■ **Work instruction**:
Lines that contain the string "remaining" are the ones to list; copy all of them from the records.

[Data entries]
BEGIN
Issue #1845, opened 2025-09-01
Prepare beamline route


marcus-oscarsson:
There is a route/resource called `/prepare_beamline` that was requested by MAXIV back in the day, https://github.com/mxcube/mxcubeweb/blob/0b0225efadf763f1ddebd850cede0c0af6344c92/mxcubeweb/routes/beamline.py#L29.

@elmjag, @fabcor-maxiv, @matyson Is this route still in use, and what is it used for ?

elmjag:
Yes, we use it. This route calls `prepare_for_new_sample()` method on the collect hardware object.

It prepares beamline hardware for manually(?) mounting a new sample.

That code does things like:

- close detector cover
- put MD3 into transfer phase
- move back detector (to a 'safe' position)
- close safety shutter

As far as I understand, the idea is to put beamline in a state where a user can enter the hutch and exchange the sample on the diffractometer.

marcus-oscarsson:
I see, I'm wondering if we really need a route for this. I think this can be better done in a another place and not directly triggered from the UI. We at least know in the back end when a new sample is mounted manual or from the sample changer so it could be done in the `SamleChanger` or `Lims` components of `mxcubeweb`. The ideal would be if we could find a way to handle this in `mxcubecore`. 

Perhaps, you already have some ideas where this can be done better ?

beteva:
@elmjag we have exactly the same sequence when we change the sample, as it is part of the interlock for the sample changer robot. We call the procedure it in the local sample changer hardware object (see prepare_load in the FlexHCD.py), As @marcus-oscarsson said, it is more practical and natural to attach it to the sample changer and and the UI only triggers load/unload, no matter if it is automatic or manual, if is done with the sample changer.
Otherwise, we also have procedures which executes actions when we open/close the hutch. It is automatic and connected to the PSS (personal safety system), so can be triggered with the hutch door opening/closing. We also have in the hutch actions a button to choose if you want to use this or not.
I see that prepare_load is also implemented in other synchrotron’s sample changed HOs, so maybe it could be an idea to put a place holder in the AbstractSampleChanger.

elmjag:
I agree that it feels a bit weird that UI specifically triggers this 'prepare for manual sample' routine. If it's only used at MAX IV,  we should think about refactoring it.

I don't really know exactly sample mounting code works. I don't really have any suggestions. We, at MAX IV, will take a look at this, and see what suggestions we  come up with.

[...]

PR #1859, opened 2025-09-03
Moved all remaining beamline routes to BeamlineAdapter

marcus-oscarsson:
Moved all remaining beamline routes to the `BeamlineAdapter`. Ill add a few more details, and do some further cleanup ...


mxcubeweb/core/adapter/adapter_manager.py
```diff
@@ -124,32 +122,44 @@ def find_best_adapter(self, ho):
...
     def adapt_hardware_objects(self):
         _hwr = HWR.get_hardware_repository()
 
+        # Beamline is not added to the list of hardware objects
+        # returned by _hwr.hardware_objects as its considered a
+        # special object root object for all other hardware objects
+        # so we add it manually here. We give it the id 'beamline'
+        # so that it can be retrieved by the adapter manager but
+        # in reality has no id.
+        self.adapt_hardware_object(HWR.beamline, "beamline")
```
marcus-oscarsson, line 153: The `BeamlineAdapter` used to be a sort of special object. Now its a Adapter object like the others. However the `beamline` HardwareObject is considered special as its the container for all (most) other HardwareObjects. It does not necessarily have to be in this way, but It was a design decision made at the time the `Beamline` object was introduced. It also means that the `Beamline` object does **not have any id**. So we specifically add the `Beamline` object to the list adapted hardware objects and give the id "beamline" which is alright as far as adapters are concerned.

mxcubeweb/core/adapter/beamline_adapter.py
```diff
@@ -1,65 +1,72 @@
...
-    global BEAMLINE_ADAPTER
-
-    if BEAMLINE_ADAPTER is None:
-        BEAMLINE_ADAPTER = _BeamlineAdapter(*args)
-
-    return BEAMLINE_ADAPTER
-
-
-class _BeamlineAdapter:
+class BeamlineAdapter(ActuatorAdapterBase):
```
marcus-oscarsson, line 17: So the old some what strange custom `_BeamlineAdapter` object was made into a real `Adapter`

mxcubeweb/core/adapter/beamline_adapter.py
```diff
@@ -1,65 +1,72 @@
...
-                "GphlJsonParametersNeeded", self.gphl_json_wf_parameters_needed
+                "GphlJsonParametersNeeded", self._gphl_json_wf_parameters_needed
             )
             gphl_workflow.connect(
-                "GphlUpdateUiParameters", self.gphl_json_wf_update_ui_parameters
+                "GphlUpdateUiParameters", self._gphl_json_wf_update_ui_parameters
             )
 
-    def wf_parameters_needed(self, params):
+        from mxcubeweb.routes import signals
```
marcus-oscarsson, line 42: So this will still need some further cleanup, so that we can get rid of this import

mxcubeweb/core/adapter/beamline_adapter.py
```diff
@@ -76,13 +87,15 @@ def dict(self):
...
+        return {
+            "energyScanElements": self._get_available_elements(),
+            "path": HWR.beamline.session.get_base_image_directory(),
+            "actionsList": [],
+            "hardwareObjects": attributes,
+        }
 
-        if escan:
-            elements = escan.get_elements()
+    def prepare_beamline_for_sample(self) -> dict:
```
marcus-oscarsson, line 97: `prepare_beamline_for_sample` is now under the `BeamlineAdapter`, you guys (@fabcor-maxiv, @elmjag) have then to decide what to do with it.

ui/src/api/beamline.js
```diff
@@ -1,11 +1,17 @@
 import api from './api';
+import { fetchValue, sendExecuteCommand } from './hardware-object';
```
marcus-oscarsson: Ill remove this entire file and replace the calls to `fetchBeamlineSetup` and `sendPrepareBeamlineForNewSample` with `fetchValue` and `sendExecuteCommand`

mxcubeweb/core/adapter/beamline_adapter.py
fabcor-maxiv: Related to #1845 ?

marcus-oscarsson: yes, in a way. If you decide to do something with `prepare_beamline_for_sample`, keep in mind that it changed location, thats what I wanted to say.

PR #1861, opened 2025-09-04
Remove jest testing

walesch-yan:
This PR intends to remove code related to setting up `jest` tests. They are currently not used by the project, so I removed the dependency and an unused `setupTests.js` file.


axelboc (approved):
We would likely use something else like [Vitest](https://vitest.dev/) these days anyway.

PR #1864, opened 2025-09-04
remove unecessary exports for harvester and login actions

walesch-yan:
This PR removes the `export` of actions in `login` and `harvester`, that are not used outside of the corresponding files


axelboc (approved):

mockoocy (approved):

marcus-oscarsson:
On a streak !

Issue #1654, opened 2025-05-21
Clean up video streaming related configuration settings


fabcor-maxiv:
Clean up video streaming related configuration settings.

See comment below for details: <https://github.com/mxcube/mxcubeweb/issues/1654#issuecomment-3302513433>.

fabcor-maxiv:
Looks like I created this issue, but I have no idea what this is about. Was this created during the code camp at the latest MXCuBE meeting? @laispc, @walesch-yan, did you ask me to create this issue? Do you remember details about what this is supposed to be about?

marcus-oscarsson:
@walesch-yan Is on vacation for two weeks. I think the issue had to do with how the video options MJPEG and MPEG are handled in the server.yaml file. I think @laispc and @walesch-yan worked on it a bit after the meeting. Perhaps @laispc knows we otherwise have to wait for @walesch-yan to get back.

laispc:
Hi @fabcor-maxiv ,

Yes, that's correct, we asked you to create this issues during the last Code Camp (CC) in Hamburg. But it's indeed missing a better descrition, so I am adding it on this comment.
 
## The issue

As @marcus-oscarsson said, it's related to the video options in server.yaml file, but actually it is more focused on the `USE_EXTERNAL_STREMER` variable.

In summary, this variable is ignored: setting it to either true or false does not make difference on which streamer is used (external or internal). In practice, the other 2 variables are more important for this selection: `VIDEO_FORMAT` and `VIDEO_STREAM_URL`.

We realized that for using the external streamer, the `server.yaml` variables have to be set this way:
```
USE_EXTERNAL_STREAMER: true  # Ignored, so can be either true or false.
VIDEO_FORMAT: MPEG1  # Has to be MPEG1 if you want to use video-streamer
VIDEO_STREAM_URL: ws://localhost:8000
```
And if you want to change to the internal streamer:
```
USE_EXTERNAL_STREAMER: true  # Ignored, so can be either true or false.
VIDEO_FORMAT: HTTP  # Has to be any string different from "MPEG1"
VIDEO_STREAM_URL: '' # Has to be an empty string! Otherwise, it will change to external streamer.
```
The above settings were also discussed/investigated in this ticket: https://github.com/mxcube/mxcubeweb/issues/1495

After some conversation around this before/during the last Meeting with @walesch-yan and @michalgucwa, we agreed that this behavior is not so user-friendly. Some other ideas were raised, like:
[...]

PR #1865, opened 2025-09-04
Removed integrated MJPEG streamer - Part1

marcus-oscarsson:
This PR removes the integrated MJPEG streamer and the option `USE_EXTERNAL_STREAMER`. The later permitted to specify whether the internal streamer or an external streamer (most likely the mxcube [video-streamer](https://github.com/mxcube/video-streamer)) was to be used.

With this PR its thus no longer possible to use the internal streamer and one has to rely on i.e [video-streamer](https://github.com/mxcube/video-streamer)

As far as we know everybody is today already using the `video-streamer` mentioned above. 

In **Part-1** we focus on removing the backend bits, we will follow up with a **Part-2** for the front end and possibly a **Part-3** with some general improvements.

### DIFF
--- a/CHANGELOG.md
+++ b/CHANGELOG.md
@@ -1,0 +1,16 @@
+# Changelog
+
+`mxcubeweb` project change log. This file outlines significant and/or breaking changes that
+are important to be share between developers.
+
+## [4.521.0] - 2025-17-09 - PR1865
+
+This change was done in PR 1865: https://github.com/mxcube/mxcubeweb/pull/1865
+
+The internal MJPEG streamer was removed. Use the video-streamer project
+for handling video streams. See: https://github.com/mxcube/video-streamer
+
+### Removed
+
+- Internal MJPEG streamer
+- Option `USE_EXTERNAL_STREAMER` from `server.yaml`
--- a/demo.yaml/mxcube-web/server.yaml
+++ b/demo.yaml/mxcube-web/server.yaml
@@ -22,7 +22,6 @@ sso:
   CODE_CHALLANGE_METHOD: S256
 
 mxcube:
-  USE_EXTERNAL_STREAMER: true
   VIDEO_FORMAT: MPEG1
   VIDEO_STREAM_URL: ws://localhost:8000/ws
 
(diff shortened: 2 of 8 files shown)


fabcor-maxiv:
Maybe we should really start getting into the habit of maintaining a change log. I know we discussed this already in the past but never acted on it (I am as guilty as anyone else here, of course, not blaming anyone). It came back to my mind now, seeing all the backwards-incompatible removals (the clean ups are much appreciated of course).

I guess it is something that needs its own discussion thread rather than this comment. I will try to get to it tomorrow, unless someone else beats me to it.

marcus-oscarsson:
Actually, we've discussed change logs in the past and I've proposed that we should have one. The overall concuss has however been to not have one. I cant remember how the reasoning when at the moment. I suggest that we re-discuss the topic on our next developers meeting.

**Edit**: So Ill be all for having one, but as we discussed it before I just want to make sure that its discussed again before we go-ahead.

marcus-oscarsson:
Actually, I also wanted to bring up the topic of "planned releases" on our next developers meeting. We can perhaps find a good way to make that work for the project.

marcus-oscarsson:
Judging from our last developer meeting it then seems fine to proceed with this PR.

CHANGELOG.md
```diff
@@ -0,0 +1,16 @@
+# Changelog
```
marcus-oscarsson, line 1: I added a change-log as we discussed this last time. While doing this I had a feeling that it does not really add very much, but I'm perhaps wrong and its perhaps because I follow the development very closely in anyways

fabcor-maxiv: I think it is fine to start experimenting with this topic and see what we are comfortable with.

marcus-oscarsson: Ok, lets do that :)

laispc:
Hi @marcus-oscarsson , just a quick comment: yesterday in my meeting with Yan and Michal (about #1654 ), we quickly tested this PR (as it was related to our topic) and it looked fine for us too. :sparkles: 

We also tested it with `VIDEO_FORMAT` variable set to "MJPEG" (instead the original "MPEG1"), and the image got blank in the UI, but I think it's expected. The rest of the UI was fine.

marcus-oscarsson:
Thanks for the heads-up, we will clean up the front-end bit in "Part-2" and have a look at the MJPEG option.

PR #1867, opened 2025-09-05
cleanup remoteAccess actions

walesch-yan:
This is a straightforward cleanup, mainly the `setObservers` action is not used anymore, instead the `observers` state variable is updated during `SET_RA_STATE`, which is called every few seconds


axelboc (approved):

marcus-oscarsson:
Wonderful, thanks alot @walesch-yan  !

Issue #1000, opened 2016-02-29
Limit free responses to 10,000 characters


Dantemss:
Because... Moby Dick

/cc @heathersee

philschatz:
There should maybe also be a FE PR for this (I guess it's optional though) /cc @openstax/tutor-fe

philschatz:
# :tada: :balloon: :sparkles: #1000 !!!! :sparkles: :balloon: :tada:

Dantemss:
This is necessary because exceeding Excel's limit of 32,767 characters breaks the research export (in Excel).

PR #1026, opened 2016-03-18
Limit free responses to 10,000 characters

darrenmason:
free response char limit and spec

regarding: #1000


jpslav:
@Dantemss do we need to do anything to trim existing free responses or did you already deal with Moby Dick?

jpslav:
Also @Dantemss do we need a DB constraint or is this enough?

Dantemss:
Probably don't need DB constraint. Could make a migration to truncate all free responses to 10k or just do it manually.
END
■ **Answer for the task**:
Moved all remaining beamline routes to BeamlineAdapter
Moved all remaining beamline routes to the `BeamlineAdapter`. Ill add a few more details, and do some further cleanup ...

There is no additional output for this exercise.